Martin Wickramasinghe’s house, Koggala, Sri Lanka


Martin Wickramasinghe's house, Koggala, Sri Lanka. Photograph©Chulie de Silva

Martin Wickramasinghe’s house, Koggala, Sri Lanka. Photograph©Chulie de Silva

I have a weakness for quaint quintessential Sri Lankan houses like this one as they  bring back a flood of memories of sweet grandma’s, grand aunts, uncles and the happy carefree days of childhood steeped in love and affection.

The open verandah was a must and was the meeting place at sundown, whether it was at Siriniwasa our house on the Hikkaduwa beach;  my great grand mother’s house in Panadura, or at my much admired spinster aunt Punchi Nanda’s also in Hikkaduwa.  The latter was the diminutive scholar aunt who was at one time the Principal of the Polgolla Teacher Training Institute.  She, the learned lady, lived in a similar house to Martin Wickramasinghe surrounded by books.   Her brother Jin Bappa would come some days and ask my parents whether they could “borrow” me for a day. I’d  go willingly holding his hand skipping along the railway line and be “returned”  back in the evening.  All I wanted then was a life like her’s, independence like her’s, a house like her’s filled with books. Sadly that house and the aunt in Hikkaduwa are no more. … but our Siriniwasa destroyed by the tsunami of 2004 has been repaired.

Now to stop my meandering and return to this house in Koggala, Sri Lanka   -  this house managed to survive not only because it was the birthplace of the iconic much loved Sinhala writer  Martin Wickramsinghe (29 May 1890- 23 July 1976) but  also because a female British air force officer fell in love with it and didn’t want it demolished to make way for the Koggala airstrip during the Second World War.  Having saved it from being demolished along with some thousand village houses, we are told the lady officer did actually live in that house. This house was restored by the government for Martin Wickramasinghe in 1962 and after his death, the Wickramasinghe trust runs it as a museum.

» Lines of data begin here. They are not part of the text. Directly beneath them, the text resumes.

PR #1707, opened 2024-10-21
chore(proto): move optimistic block protos to v1

itamarreif:
## Summary
This updates the protos used for the auctioneer to be based on the new v1 protos.

## Background
We bumped our proto definition versions from `v1alpha_` to `v1`.

## Changes
- Moved the `sequencerblock/optimistic_block` file into its own subpackage in order to have `sequencerblock.optimisticblock.v1alpha1`
- Updated to use `FilteredSequencerBlock` from v1

## Breaking Changelist
- This shouldn't break anything as none of these protos are used by anything in main currently.

closes https://github.com/astriaorg/astria/issues/1767


noot (commented):
auctioneer isn't shipped yet, maybe this should stay v1alpha1 for now?

itamarreif:
> auctioneer isn't shipped yet, maybe this should stay v1alpha1 for now?

The auctioneer stuff remains v1alpha1 here, it is just updated to use the correct (v1) version of everything else.

see: https://github.com/astriaorg/astria/pull/1707/files#diff-816642b078e8e91f48aba99b3f04ffaed46960ef63a4c8d22ae068ffebd9d6f7R3

SuperFluffy:
Have to push back on this naming convention. v1 sequencer block with v1alpha1 optimistic block? We should have probably not nested the optimistic block bits under sequencerblock in this way, but provided a structure like in the protocol APIs.

I am not sure how to best tackle this, but I feel like going with `astria.optimisticblock.v1alpha1` (i.e. a sibling instead of a child) that imports `astria.sequencerblock.v1` is more natural.

Would like to pull @joroshiba into this.

proto/sequencerblockapis/astria/sequencerblock/optimisticblock/v1alpha1/optimistic_block.proto
SuperFluffy, line 1: Please call this file `service.proto`, because it only contains services.

joroshiba (commented):
LGTM, think this is good sane versioning for the proto. Agreed with Janis on naming `service.proto` as a nit.

joroshiba (approved):

SuperFluffy:
This is unfortunately lacking an entry in `CHANGELOG.md` and also imports the wrong code.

Traditional wooden window with bars and fretwork above it. The window is in the bedroom where Martin Wickramasinghe was born at his house, Koggala, Sri Lanka. 5 January 2008. Photograph©Chulie de Silva

Traditional wooden window with bars and fretwork above it. The window is in the bedroom where Martin Wickramasinghe was born at his house, Koggala, Sri Lanka. 5 January 2008. Photograph©Chulie de Silva

The house is over 200 years old .  The time when it was built in Koggala only houses with sturdy lime plastered walls were those of the temple, the village headman, teacher and  the physician. As requested we take off our shoes and walk barefoot over the cool, clay tiles, ever so gently.  No photographs are allowed inside. Compared to houses now this house seems tiny. There is a staircase leading to a loft  like upper floor but we are not allowed to go there.

Showing the room where the writer was born the aged guide tells us that Wickramasinghe was born after many girls and the midwife announced the birth by saying it’s a Sarong (long  tube like cloth sometimes called a lungi, worn wrapped around the waist by men) as opposed to a Kambhaya ( long cloth also worn in the same fashion as a sarong by women, but with only a single seam).

Behind the house there is a collection of his works and writings — family photographs, and a collection as expected of many interesting memorabilia.

Walking towards the museum you meet  the “Sekkuwa” –  a granite grinding stone well used for extracting coconut oil from dried coconut.

Sekkuwa used for extracting coconut oil at the Martin Wickramasinghe Museuem, Koggala, Sri Lanka. 5 Jan 2008. Photograph©Chulie de Silva.

Sekkuwa used for extracting coconut oil at the Martin Wickramasinghe Museuem, Koggala, Sri Lanka. 5 Jan 2008. Photograph©Chulie de Silva.

Dried coconut is placed in the stone well,  and two bulls tied to yolk on the pole walk around the sekkuwa.  As the coconut is crushed the oil starts to separate. Sometimes a couple of guys sit on the pole to add extra weight. The refuse from this process is called “poonac” and becomes a part of the feed for the bulls.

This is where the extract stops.